ASSIGNED TASK
Your answer must be every line of the data below that holds the string "database", copied exactly.

Data records
PR #812, opened 2022-07-19
Model tests

### LINKED ISSUE #723: Pytests for models
While our [model classes](https://github.com/cal-itp/benefits/blob/dev/benefits/core/models.py) mostly act as dumb data containers, there is a bit of logic in some of their helper functions and properties. 

Coverage would indicate [95% of models are covered](https://docs.calitp.org/benefits/tests/coverage/d_8c0b35f1ea7ee6af_models_py.html), but as we saw in #718 after working to turn off some of the Cypress (!!) tests, a bug was uncovered in a python model class.

## Acceptance Criteria

- [ ] 100% of models are covered
- [ ] Every static helper method and member property is tested, including edge cases

## Additional context

Build on those introduced in #718

thekaveman:
Closes #723.

Brings coverage of `benefits/core/models.py` to `100%`.

### DIFF
--- a/tests/pytest/core/test_models.py
+++ b/tests/pytest/core/test_models.py
@@ -136,6 +136,26 @@ def test_TransitAgency_supports_type_wrongtype(model_TransitAgency):
 
 
 @pytest.mark.django_db
+def test_TransitAgency_types_to_verify(model_TransitAgency):
+    eligibility = model_TransitAgency.eligibility_types.first()
+    new_eligibility = EligibilityType.get(eligibility.id)
+    new_eligibility.pk = None
+    new_eligibility.save()
+
+    assert eligibility != new_eligibility
+
+    model_TransitAgency.eligibility_types.add(new_eligibility)
+    assert model_TransitAgency.eligibility_types.count() == 2
+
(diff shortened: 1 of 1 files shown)


angela-tran:
👀

angela-tran (approved):
These tests look good to me!

I noticed in the [`pytest-django` docs](https://pytest-django.readthedocs.io/en/latest/database.html#enabling-database-access-in-tests) that we can apply a marker to the entire module by setting a top-level variable like `pytestmark = pytest.mark.django_db`. This could be nice to use for this model test module... I am ok either way, since there is some benefit to new developers for things to be more explicit.

thekaveman:
> I noticed in the [`pytest-django` docs](https://pytest-django.readthedocs.io/en/latest/database.html#enabling-database-access-in-tests) that we can apply a marker to the entire module by setting a top-level variable like `pytestmark = pytest.mark.django_db`. This could be nice to use for this model test module... I am ok either way, since there is some benefit to new developers for things to be more explicit.

Hmm that is interesting! Could help us clean up a bunch of tests/files (I'm honestly less worried about the newcomer, we can point to the docs in a comment or something). 

I'll create a follow-up issue for this.

PR #846, opened 2022-08-02
Fix: sample client private key

### LINKED ISSUE #845: API-based eligibility verification with sample server fails to load PemData
When submitting the eligibility verification form, this error is shown:
```
ValueError at /eligibility/confirm

('Could not deserialize key data. The data may be in an incorrect format, it may be encrypted with an unsupported algorithm, or it may be an unsupported key type (e.g. EC curves with explicit parameters).', [_OpenSSLErrorWithText(code=503841036, lib=60, reason=524556, reason_text=b'error:1E08010C:DECODER routines::unsupported')])
```

## To Reproduce

1. Load sample data
2. Start the Benefits app
3. Choose the ABC transit agency
4. Choose "MST Courtesy Cardholder"
5. Enter values that match what the [sample eligibility-server](https://github.com/cal-itp/benefits/blob/dev/compose.yml#L39) expects (for example, [this record](https://github.com/cal-itp/eligibility-server/blob/main/data/server.json#L4)

## Expected behavior

The request to the server succeeds (and the user is eligible).

## Additional context

This appears to have broken after #814 was merged in. The problem is that the text in the [`Benefits client private key` PemData model](https://github.com/cal-itp/benefits/blob/601cf53f584a65ad6af30608fef2ecb6824b6e18/benefits/core/migrations/0002_sample_data.py#L37-L68) does not match the expected format.

From https://cryptography.io/en/latest/faq/#why-can-t-i-import-my-pem-file:
> If you are having trouble importing PEM files, make sure your file fits the following rules:
> ...
>  - all lines, except for the final one, must consist of exactly 64 characters.

In 9a0996f, the PEM data was [copied](https://github.com/cal-itp/benefits/commit/9a0996fad3d06017363b5f0e8b5ad079a464873f#diff-d5ffb1e04e2b938b352afe4ff3e975fbe3f78d57142922f2f4ea11d31b618c59R26-R52) over correctly, but somehow caa8524d inadvertently [deleted some characters](https://github.com/cal-itp/benefits/commit/caa8524d0200ee677b8894de698e6a9afc5c6ed8#diff-d5ffb1e04e2b938b352afe4ff3e975fbe3f78d57142922f2f4ea11d31b618c59L47-R52).

angela-tran:
Closes #845


thekaveman (approved):
🤷 😬

PR #468, opened 2022-04-21
Fix: configure test eligibility server

thekaveman:
The `server` Docker Compose service has been failing to start since https://github.com/cal-itp/eligibility-server/pull/58 introduced loading from a CSV file and expects an environment variable.

This PR provides the environment variable and a file to load with our sample data in the required format.

PR #847, opened 2022-08-02
Fix: configure and use latest test eligibility server

angela-tran:
This PR resurrects changes from #468 since the TODO has been resolved by cal-itp/eligibility-server#101.

I rebased the commit and made some fixes to account for all the work that's gone into `dev`.

### DIFF
--- a/.devcontainer/server/.env.server
+++ b/.devcontainer/server/.env.server
@@ -1,0 +1,1 @@
+IMPORT_FILE_PATH=.devcontainer/server/data.csv
--- a/.devcontainer/server/.env.server
+++ b/.devcontainer/server/.env.server
@@ -1,1 +1,1 @@
-IMPORT_FILE_PATH=.devcontainer/server/data.csv
+IMPORT_FILE_PATH=/.devcontainer/server/data.csv
--- a/.devcontainer/server/data.csv
+++ b/.devcontainer/server/data.csv
@@ -1,0 +1,4 @@
+A1234567;Garcia;['type1']
+B2345678;Hernandez;['type2']
+C3456789;Smith;[]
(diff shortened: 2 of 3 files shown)


thekaveman (approved):
Nice work! 🤖

thekaveman (commented):
Started up the devcontainer on this branch, loaded the sample data only.

I had assumed `A1234567` and `Garcia` would verify for `ABC` - but it does not.

In the Docker logs for `server`, I can see the call coming in and returning success:

```console
[04/Aug/2022 19:14:01] "GET /verify HTTP/1.1" 200 -
```

angela-tran:
@thekaveman Can you try with `B2345678` and `Hernandez` instead?

thekaveman:
@angela-tran Yes `Hernandez` worked

angela-tran:
> @angela-tran Yes `Hernandez` worked

Awesome, I think this means it's working as expected. [`Hernandez`](https://github.com/cal-itp/benefits/pull/847/files#diff-06e2c554bea6e7b973ea3bfcd5cf25df4c85c96778d60a576ce2ec3fa3376bbfR2) or [`Jones`](https://github.com/cal-itp/benefits/pull/847/files#diff-06e2c554bea6e7b973ea3bfcd5cf25df4c85c96778d60a576ce2ec3fa3376bbfR4) should be the only records that work with the sample "MST Courtesy Cardholder" (`type2`) discount option since the server checks the `type` when it [reads from its database](https://github.com/cal-itp/eligibility-server/blob/main/eligibility_server/verify.py#L96).

thekaveman:
Doh, of course - I see now that the sample `type2` is verified by our test server 👍

thekaveman (approved):

PR #849, opened 2022-08-04
Refactor: eligibility start view msgids

angela-tran:
A part of #776 

This PR cleans up how the `eligibility` `start` view function uses msgids. 

The view was hard-coding some oauth msgids when really those should be coming from the `EligibilityVerifier` model.    
The view also hard-codes some msgids for the links and bullet points, but because those are not configurable, we can at least add some logic to only show them if the verifier uses authentication as eligibility verification since that's what the links and bullet points are about.

### DIFF
--- a/benefits/eligibility/views.py
+++ b/benefits/eligibility/views.py
@@ -95,8 +95,8 @@ def start(request):
             0,
             dict(
                 icon=viewmodels.Icon("idcardcheck", pgettext("image alt text", "core.icons.idcardcheck")),
-                heading=_("eligibility.pages.start.oauth.heading"),
-                details=_("eligibility.pages.start.oauth.details"),
+                heading=_(verifier.start_item_name),
+                details=_(verifier.start_item_description),
                 links=[
                     viewmodels.Button.link(
                         classes="btn-text btn-link",
--- a/benefits/eligibility/views.py
+++ b/benefits/eligibility/views.py
@@ -83,18 +83,19 @@ def start(request):
     )
 
     if verifier.is_auth_required:
-        identity_item["links"] = [
-            viewmodels.Button.link(
-                classes="btn-text btn-link",
-                text=_("eligibility.pages.start.oauth.link_text"),
-                url=f"{reverse(ROUTE_HELP)}#login-gov",
-            ),
-        ]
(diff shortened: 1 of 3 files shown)


benefits/eligibility/views.py
```diff
@@ -75,58 +75,49 @@ def start(request):
...
-        ),
-    ]
-
-    if verifier.is_auth_required:
-        media.insert(
-            0,
-            dict(
-                icon=viewmodels.Icon("idcardcheck", pgettext("image alt text", "core.icons.idcardcheck")),
-                heading=_("eligibility.pages.start.oauth.heading"),
-                details=_("eligibility.pages.start.oauth.details"),
```
thekaveman, line 99: These `eligibility.pages.start.oauth.*` IDs need to go into the data migrations, right? They were deleted from the PO files.

thekaveman (dismissed):

benefits/eligibility/views.py
angela-tran: They should be deleted because they're duplicates of ones in the data migrations. (`eligibility.pages.start.oauth.heading` was a duplicate of `eligibility.pages.start.oauth.items[0].title` and `eligibility.pages.start.oauth.details` was a duplicate of `eligibility.pages.start.oauth.items[0].text`). 

The view was essentially ignoring the msgids configured on the `EligibilityVerifier` and using these hard-coded msgds.

angela-tran: Here are entries currently in `dev`:
https://github.com/cal-itp/benefits/blob/dev/benefits/locale/en/LC_MESSAGES/django.po#L570-L580
https://github.com/cal-itp/benefits/blob/dev/benefits/locale/en/LC_MESSAGES/django.po#L157-L167

thekaveman: Ah, my mistake! I misunderstood that these were dupes.

thekaveman (approved):
Ran it locally with sample data and production-like data, looks good 👍

benefits/eligibility/views.py
angela-tran: No worries! Our old approach made it easy for clutter to build up.

PR #852, opened 2022-08-05
Feat: upgrade to Python 3.10

### LINKED ISSUE #768: Upgrade to Python 3.10
We currently use Python 3.9 as defined in a number of places including [Docker images](https://github.com/cal-itp/benefits/blob/dev/Dockerfile#L1) and [GitHub Actions settings](https://github.com/cal-itp/benefits/blob/dev/.github/workflows/.python-version). Let's update to the more recent version 3.10.

## Acceptance Criteria

- [ ] Python 3.10 is used everywhere a version is mentioned

## Additional context

Our test suite should catch any obvious errors/differences between the versions, but ensure manual QA testing of the various flows works as expected.

thekaveman:
Closes #768 

This PR goes from a base image of `python:3.9-slim` to now using `python:3.10`.

Because we're not using the `-slim` variant, a number of tools like `curl`, `git`, and `ssh`, are already included - so we don't have to install them separately. The build process is a little simpler and faster as a result.


appcontainer/Dockerfile
```diff
@@ -25,7 +25,7 @@ RUN useradd --create-home --shell /bin/bash $USER && \
     # install server components
     apt-get update && \
     # install git for use when installing dependencies from VCS (https://pip.pypa.io/en/stable/topics/vcs-support/)
```
angela-tran, line 27: We can remove this comment now. It was just documenting that we need Git in the appcontainer so that pip can install `eligibility-api` from version control. (https://github.com/cal-itp/benefits/commit/55d0b177b8b58ea646099172c3f530b52b98f198)

appcontainer/Dockerfile
```diff
@@ -1,4 +1,4 @@
-FROM python:3.9-slim
+FROM python:3.10
```
angela-tran, line 1: Asking this just for my own knowledge/understanding: how did you determine that it's not necessary to use the `-slim` variant?

thekaveman: Both `-slim` and non`-slim` are built on the same base and both install Python and `pip` and are ready to go for Python code. 

The `-slim` variant just excludes some other tooling like `git`, `curl`, `ssh` etc. that takes up more time/space on the install. `-slim` is a subset of non`-slim`, so we don't lose anything by going up.

The original reason for `-slim` was more about keeping the image size as small as possible and the image contents as minimal as possible. As we've grown the project and had to install new tooling for e.g. supporting different dev platforms (`build-essential` in the base image) -- this has seemed to become less of a concern.

`-slim` felt like an unnecessary restriction that was forcing us to work around in different ways.

angela-tran: Oh I see, that makes a lot of sense! Thanks

angela-tran (approved):

thekaveman:
@angela-tran the UI tests were stuck for some reason. Force pushed.

angela-tran (approved):

PR #864, opened 2022-08-11
Fix: auth scope check when userinfo is present, but claim is not

### LINKED ISSUE #863: Improve checks in `oauth` `authorize` view
We ran into a case while deploying #862 where our `auth_provider` model is configured with a `scope`, but the response from the Auth server doesn't actually contain the scope (probably still being set up).

The `oauth` `authorize` function doesn't handle this case and raises an `AttributeError`
```
  File "/home/calitp/app/benefits/oauth/views.py", line 70, in authorize
    claim_flag = (userinfo.get(verifier_claim) if userinfo else "false").lower() == "true"
AttributeError: 'NoneType' object has no attribute 'lower'
```

Let's add a check and tests for this so that the logs for this are more helpful.

angela-tran:
Closes #863

### DIFF
--- a/benefits/oauth/views.py
+++ b/benefits/oauth/views.py
@@ -70,7 +70,9 @@ def authorize(request):
         if userinfo:
             claim_value = userinfo.get(verifier_claim)
             # the claim comes back in userinfo like { "claim": "True" | "False" }
-            if claim_value is not None and claim_value.lower() == "true":
+            if claim_value is None:
+                logger.warning(f"userinfo did not contain: {verifier_claim}")
+            elif claim_value.lower() == "true":
                 # if userinfo contains our claim and the flag is true, store the *claim*
                 stored_claim = verifier_claim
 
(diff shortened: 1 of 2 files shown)


benefits/oauth/views.py
```diff
@@ -66,10 +66,12 @@ def authorize(request):
 
     if verifier_claim:
         userinfo = token.get("userinfo")
-        # the claim comes back in userinfo like { "claim": "True" | "False" }
-        claim_flag = (userinfo.get(verifier_claim) if userinfo else "false").lower() == "true"
-        # if userinfo contains our claim and the flag is true, store the *claim*
-        stored_claim = verifier_claim if claim_flag else None
+
+        if userinfo and userinfo.get(verifier_claim) is not None:
```
thekaveman, line 70: Maybe `userinfo.get(verifier_claim)` once and store in a variable along with `userinfo`.

Otherwise this is much cleaner 👍

thekaveman (approved):
Looks great, thanks for the fix and for the extra test coverage!

PR #873, opened 2022-08-23
Analytics - Send event when user successfully completes payment processor enrollment

### LINKED ISSUE #869: Create and send a real event for enrollment
Right now we send a page view event for the [`success`](https://github.com/cal-itp/benefits/blob/dev/benefits/enrollment/views.py#L138) view in `enrollment`. In Amplitude, we have a custom event for page view with path = `/enrollment/success` to indicate a successful enrollment.

We should send a dedicated event instead, for greater reliability and less chance of e.g. duplicate events or a missing page view.

## Acceptance Criteria

- [ ] We have a dedicated `completed enrollment` event, sent only when the user has successfully registered with the payment processor

machikoyasuda:
closes #869 

Sends `completed enrollment` event

### DIFF
--- a/benefits/enrollment/analytics.py
+++ b/benefits/enrollment/analytics.py
@@ -4,13 +4,15 @@ The enrollment application: analytics implementation.
 from benefits.core import analytics as core
 
 
-class CompletedEnrollment(core.Event):
-    """Analytics event representing a successfully completed payment processor enrollment."""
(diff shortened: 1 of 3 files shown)


thekaveman (approved):
This is great @machikoyasuda!

angela-tran (approved):
Very nice!

PR #2174, opened 2024-06-18
Refactor: funding source lookup

### LINKED ISSUE #2068: Refactor current enrollment check to check groups for funding source
When we first implemented enrollment expiration logic in #1989, the only way to check if the user (funding source) was already linked to a group was to look up all funding sources linked to the group, and check if the user's funding source was in the that list. Over time with increasing enrollments, this won't scale as every single funding source will have to be checked each time.

Now Littlepay offers an endpoint to look up the groups linked to a given funding source, i.e. the inverse relationship. See https://github.com/cal-itp/littlepay/issues/60.

This will be a much shorter list to check -- empty for new users (funding sources), and perhaps one or two and not many more for existing users.

## Acceptance Criteria

During enrollment:

- [ ] Instead of looking up funding sources for the group, look up groups for the funding source
- [ ] The user is considered already enrolled if the current eligibility's group is in the list

## Additional context

Depends on https://github.com/cal-itp/littlepay/issues/60.

This will be a refactor of the the work that comes back (but may be modified) with #2062.

angela-tran:
Closes #2068 

This PR uses the endpoint implemented in cal-itp/littlepay#60 to look up a funding source's groups. Methods/variables were renamed to reflect that.

### DIFF
--- a/benefits/enrollment/views.py
+++ b/benefits/enrollment/views.py
@@ -108,16 +108,16 @@ def index(request):
         group_id = eligibility.group_id
 
         try:
-            group_funding_source = _get_group_funding_source(
+            funding_source_group = _get_funding_source_group(
                 client=client, group_id=group_id, funding_source_id=funding_source.id
             )
 
-            already_enrolled = group_funding_source is not None
+            already_enrolled = funding_source_group is not None
 
             if eligibility.supports_expiration:
                 # set expiry on session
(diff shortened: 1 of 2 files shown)


thekaveman:
Let's go ahead and close this now that all the enrollment logic is refactored.

We can revisit this change later against the refactored code.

ANSWER FOR THE TASK
I noticed in the [`pytest-django` docs](https://pytest-django.readthedocs.io/en/latest/database.html#enabling-database-access-in-tests) that we can apply a marker to the entire module by setting a top-level variable like `pytestmark = pytest.mark.django_db`. This could be nice to use for this model test module... I am ok either way, since there is some benefit to new developers for things to be more explicit.
> I noticed in the [`pytest-django` docs](https://pytest-django.readthedocs.io/en/latest/database.html#enabling-database-access-in-tests) that we can apply a marker to the entire module by setting a top-level variable like `pytestmark = pytest.mark.django_db`. This could be nice to use for this model test module... I am ok either way, since there is some benefit to new developers for things to be more explicit.
Awesome, I think this means it's working as expected. [`Hernandez`](https://github.com/cal-itp/benefits/pull/847/files#diff-06e2c554bea6e7b973ea3bfcd5cf25df4c85c96778d60a576ce2ec3fa3376bbfR2) or [`Jones`](https://github.com/cal-itp/benefits/pull/847/files#diff-06e2c554bea6e7b973ea3bfcd5cf25df4c85c96778d60a576ce2ec3fa3376bbfR4) should be the only records that work with the sample "MST Courtesy Cardholder" (`type2`) discount option since the server checks the `type` when it [reads from its database](https://github.com/cal-itp/eligibility-server/blob/main/eligibility_server/verify.py#L96).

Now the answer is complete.